La rabbia di uno stato di cose dove in Italia nel 2021 ci sono stati ad oggi 103 femminicidi con un’incremento sia generale sia di quelli compiuti dal partner, mentre nel mondo sono morte ammazzate 375 persone transgender e non conforming, di cui il 58% erano sex worker e il 43% migranti.

Uno stato di cose che non è in Italia, ma nel mondo, un mondo che sembra andare indietro, in molti sensi, rispetto alle conquiste fatte. Infatti mentre nel 2021 la Turchia esce dalla Convenzione di Istanbul, la Polonia (anch’essa in corsa per uscire dalla convenzione) nel 2020 approva una modifica di legge che rende accessibile l’aborto solo in caso di violenza sessuale, incesto e pericolo di vita, l’Ungheria rende obbligatorie a scuola materie basate sul genere suddivise in maschili e femminili sotto lo statuto di “educazione alla famiglia”, l’Italia permette a comuni e regioni la delibera per l’ingresso di personale cattolico e movimenti antiabortisti in luoghi laici come gli ospedali, i consultori, i cav. In questo stato di cose, gli argomenti comuni sono il ripristino totale del valore della famiglia tradizionale e impedire ogni tentativo e messa in discussione di questi principio, la stessa famiglia tradizionale ritenuta da pubblici dati il primo luogo di femminicidi e violenza.

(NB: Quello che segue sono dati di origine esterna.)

PR #2909, opened 2019-02-08
feat(email): Update verification email for OAuth reliers.

### LINKED ISSUE #2859: Update verification email for non-Sync FxA reliers
Current:
image

Proposed:
image

shane-tomlinson:
Show the relier name in the email in the header and in
the main text.

fixes #2859 

screenshot 2019-02-08 at 12 02 59

### DIFF
--- a/lib/senders/email.js
+++ b/lib/senders/email.js
@@ -539,7 +539,7 @@ module.exports = function (log, config, oauthdb) {
     }
   }
 
-  Mailer.prototype.verifyEmail = function (message) {
+  Mailer.prototype.verifyEmail = async function (message) {
     log.trace({ op: 'mailer.verifyEmail', email: message.email, uid: message.uid })
 
     var templateName = 'verifyEmail'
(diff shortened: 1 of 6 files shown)


shane-tomlinson:
@mozilla/fxa-devs - r?

lib/senders/email.js
```diff
@@ -578,7 +583,8 @@ module.exports = function (log, config, oauthdb) {
         location: this._constructLocationString(message),
         oneClickLink: links.oneClickLink,
         privacyUrl: links.privacyUrl,
-        sync: message.service,
+        serviceName: serviceName,
+        sync: message.service === 'sync',
```
vbudhram: I don't see any usage of `sync` in the email template, is it needed?

test/local/senders/email.js
```diff
@@ -702,7 +716,31 @@ describe(
...
+              })
+              message.service = 'foo'
+              return mailer[type](message)
+            }
+          )
+          it(
+            'works without a service',
+            () => {
+              mailer.mailer.sendMail = stubSendMail(emailConfig => {
+                assert.isFalse(oauthClientInfo.fetch.called)
```
vbudhram: You could assert that the email doesn't contain `and continue to` string.

lib/senders/email.js
shane-tomlinson: It's used in the built template [here](https://github.com/mozilla/fxa-auth-server/blob/ae2b64198443c9f220f88f0aa18317c367565e49/lib/senders/templates/verify.html#L14).

PR #2911, opened 2019-02-11
fix(key-data): fix key-data endpoint for fresh accounts

### LINKED ISSUE #2908: FxA Sign up fails with "Stale Authentication Timestamp"
Ref: https://github.com/mozilla-mobile/reference-browser/issues/569

We can sign in but not sign up!

vladikoff:
Fixes #2908
Fixes https://github.com/mozilla-mobile/reference-browser/issues/569

### DIFF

L’altro argomento comune è la solita e solida alleanza con le destre e i neofascismi. È un caso che si vada indietro nelle conquiste delle lotte da parte delle minoranze mentre i neofascismi prendono spazio e cercano di organizzarsi attraverso discorsi populisti e alleanze con gruppi cattolici più e meno potenti? NO. Purtroppo sappiamo chi sono Erdogan e Orban, sappiamo quanto sia cattolica e nazionalista la Polonia e che le giunte che favoriscono l’ingresso degli antiabortisti nei luoghi pubblici sono quelle di Lega e Fratelli d’Italia oltre ai soliti gruppuscoli. Sappiamo come antifascismo e antisessismo sono insieme, o non saranno! Per questo saremo il 27 per le strade di Roma, concentramento ore 14.00 Piazza della Repubblica, e ogni giorno accanto Non una di Meno e il movimento transfemminista.